_Try it_
Both the line below containing "PR #79, opened 2017-09-04" and the line containing "document.addEventListener('resize', this.checkInView);", along with every line between them, should be repeated exactly; no other line belongs in the answer.

Stored data entries:
Start of Block

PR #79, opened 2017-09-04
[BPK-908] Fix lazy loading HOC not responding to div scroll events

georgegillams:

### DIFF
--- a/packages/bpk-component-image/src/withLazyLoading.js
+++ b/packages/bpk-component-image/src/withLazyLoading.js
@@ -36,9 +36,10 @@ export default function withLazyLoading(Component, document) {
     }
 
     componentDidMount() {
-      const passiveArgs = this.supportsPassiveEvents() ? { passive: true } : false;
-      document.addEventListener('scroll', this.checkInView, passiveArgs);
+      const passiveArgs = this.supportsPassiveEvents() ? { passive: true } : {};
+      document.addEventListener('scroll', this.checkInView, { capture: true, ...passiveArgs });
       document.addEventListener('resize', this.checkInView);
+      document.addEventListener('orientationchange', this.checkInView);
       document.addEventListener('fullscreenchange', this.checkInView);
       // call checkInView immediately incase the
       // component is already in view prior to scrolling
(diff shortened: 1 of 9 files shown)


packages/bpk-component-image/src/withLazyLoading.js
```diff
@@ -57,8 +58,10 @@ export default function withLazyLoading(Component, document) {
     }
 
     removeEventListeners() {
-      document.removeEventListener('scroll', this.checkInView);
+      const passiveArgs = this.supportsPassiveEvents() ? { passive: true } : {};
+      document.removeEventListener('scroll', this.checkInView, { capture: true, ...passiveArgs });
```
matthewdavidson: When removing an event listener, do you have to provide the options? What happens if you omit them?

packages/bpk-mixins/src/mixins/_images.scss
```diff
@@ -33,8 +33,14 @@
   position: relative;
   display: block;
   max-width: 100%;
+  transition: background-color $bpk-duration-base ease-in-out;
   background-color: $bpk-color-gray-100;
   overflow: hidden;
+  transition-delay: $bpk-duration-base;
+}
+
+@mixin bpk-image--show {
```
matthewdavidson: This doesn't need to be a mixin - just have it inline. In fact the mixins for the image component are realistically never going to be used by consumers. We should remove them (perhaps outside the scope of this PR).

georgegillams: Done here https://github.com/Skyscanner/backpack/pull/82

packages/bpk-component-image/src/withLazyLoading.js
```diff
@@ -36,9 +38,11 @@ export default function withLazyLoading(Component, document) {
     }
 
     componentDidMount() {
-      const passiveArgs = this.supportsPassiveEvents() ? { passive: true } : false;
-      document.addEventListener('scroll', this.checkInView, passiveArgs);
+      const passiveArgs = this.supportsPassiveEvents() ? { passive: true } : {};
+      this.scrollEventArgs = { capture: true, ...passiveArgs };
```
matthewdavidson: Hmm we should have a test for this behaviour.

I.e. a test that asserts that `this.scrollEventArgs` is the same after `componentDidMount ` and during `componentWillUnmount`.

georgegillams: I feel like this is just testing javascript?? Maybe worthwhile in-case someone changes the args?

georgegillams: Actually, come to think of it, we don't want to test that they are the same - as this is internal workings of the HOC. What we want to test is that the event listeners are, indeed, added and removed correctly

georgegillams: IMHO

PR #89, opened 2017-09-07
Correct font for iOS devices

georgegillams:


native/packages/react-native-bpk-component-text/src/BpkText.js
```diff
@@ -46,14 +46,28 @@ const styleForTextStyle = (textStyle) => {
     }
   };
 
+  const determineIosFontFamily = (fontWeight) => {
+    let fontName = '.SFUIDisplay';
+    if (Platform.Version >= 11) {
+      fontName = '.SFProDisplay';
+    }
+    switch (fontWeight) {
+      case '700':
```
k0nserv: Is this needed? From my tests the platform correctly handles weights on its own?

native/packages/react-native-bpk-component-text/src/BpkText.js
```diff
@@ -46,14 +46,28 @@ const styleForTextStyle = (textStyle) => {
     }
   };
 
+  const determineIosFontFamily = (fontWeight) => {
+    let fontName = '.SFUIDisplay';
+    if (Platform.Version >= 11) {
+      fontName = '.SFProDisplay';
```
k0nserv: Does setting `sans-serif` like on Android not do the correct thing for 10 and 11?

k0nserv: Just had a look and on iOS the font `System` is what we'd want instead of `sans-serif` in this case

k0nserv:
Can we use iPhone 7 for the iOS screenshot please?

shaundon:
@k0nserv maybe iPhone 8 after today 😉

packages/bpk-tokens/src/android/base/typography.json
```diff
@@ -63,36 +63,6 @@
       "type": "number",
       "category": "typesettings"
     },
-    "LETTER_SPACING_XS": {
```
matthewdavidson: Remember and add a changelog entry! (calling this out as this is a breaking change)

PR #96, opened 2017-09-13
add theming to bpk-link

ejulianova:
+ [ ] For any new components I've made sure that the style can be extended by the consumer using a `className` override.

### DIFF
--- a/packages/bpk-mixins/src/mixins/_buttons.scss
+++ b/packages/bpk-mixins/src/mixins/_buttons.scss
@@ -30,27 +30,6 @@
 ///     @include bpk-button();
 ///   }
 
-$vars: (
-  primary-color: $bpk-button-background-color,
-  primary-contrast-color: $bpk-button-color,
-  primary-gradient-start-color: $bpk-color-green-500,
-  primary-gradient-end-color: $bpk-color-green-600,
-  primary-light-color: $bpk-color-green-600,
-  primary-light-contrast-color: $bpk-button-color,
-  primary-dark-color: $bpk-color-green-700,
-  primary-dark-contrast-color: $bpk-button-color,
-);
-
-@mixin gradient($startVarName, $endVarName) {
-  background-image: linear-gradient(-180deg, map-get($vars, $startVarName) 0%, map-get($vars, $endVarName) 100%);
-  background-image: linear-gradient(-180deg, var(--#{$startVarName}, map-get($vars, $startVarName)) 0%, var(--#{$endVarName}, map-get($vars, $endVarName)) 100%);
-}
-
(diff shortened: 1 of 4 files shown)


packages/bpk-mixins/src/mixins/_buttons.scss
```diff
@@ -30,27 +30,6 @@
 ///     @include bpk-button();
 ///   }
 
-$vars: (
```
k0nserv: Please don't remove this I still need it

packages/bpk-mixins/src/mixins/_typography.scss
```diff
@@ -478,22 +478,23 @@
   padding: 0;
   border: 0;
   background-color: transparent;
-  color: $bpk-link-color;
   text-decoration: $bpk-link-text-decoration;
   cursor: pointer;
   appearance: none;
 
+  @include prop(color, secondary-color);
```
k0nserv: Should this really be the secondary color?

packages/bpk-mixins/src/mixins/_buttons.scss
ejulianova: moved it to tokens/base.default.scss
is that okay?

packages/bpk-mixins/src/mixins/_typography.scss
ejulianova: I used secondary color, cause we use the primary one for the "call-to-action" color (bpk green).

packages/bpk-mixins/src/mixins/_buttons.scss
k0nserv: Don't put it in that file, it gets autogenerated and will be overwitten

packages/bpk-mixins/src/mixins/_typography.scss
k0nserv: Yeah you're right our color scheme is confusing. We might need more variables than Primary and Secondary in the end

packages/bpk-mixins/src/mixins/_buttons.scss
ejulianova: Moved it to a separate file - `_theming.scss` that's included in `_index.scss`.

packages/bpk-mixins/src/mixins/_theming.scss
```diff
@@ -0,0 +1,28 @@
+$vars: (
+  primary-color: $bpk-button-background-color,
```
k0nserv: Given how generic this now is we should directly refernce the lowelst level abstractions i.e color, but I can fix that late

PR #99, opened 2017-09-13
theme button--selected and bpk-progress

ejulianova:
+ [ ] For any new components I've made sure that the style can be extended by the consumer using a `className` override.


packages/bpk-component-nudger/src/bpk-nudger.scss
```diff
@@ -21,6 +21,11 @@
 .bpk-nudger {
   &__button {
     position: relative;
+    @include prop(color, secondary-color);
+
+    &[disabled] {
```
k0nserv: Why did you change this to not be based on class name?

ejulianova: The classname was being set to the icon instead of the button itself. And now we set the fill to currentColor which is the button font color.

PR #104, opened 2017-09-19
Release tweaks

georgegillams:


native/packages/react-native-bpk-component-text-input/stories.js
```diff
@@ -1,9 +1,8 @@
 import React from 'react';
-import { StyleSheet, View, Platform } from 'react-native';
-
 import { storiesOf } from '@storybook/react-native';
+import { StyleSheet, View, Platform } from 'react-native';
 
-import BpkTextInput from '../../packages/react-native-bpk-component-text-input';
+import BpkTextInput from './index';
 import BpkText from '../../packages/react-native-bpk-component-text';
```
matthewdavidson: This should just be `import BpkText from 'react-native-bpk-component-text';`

End of Block
Start of Block

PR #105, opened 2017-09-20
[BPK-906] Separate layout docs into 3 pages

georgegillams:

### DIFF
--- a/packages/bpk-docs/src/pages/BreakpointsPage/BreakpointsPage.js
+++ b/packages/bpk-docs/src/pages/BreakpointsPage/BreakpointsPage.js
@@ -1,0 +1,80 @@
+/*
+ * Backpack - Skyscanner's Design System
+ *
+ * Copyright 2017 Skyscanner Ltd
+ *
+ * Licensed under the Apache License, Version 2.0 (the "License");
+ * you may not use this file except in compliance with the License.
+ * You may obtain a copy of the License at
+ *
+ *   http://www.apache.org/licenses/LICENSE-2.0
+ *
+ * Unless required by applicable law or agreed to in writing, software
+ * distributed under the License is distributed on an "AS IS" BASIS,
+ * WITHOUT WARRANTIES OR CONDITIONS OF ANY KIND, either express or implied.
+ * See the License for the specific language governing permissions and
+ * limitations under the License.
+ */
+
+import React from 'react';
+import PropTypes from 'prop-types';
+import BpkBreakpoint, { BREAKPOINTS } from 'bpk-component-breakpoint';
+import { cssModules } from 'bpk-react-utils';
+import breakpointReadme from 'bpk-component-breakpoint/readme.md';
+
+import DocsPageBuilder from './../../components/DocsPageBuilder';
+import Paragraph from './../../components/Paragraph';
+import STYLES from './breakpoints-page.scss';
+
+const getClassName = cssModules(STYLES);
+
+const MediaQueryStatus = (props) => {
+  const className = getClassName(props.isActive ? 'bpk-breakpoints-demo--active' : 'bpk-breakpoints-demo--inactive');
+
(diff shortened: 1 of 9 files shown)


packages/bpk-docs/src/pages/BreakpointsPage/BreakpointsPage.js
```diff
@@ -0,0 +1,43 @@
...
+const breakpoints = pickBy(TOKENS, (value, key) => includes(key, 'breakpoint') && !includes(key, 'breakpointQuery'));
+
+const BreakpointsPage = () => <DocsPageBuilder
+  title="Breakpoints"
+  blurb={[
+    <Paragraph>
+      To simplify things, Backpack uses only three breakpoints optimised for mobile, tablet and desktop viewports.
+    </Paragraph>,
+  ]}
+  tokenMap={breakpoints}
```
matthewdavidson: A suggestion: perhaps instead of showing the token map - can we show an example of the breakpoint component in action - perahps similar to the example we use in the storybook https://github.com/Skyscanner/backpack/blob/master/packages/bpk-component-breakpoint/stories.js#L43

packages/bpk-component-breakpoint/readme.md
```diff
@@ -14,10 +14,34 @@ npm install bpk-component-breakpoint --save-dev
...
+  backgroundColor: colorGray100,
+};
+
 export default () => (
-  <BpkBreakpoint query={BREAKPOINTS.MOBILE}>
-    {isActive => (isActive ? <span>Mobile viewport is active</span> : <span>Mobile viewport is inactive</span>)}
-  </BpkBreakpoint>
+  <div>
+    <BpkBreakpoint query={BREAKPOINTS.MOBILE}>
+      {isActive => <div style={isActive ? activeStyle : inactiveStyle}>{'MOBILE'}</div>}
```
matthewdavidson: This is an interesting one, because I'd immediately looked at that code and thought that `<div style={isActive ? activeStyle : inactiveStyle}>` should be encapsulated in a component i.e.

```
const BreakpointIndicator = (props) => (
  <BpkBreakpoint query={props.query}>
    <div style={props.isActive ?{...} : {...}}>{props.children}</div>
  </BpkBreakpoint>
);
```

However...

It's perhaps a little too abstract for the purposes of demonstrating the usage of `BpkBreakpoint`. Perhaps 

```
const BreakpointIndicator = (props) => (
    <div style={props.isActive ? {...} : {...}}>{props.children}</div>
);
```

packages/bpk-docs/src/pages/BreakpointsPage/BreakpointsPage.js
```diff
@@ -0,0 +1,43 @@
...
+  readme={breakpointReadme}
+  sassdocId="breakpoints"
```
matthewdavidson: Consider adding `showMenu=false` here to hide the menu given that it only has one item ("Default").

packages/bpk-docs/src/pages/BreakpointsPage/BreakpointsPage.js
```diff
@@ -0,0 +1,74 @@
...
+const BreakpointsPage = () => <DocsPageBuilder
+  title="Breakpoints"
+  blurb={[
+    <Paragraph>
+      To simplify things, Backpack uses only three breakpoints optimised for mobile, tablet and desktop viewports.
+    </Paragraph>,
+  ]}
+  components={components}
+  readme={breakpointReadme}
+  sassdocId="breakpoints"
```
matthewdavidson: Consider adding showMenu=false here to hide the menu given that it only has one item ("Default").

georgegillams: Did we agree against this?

End of Block

_Response for this exercise_
PR #79, opened 2017-09-04
[BPK-908] Fix lazy loading HOC not responding to div scroll events

georgegillams:

### DIFF
--- a/packages/bpk-component-image/src/withLazyLoading.js
+++ b/packages/bpk-component-image/src/withLazyLoading.js
@@ -36,9 +36,10 @@ export default function withLazyLoading(Component, document) {
     }
 
     componentDidMount() {
-      const passiveArgs = this.supportsPassiveEvents() ? { passive: true } : false;
-      document.addEventListener('scroll', this.checkInView, passiveArgs);
+      const passiveArgs = this.supportsPassiveEvents() ? { passive: true } : {};
+      document.addEventListener('scroll', this.checkInView, { capture: true, ...passiveArgs });
       document.addEventListener('resize', this.checkInView);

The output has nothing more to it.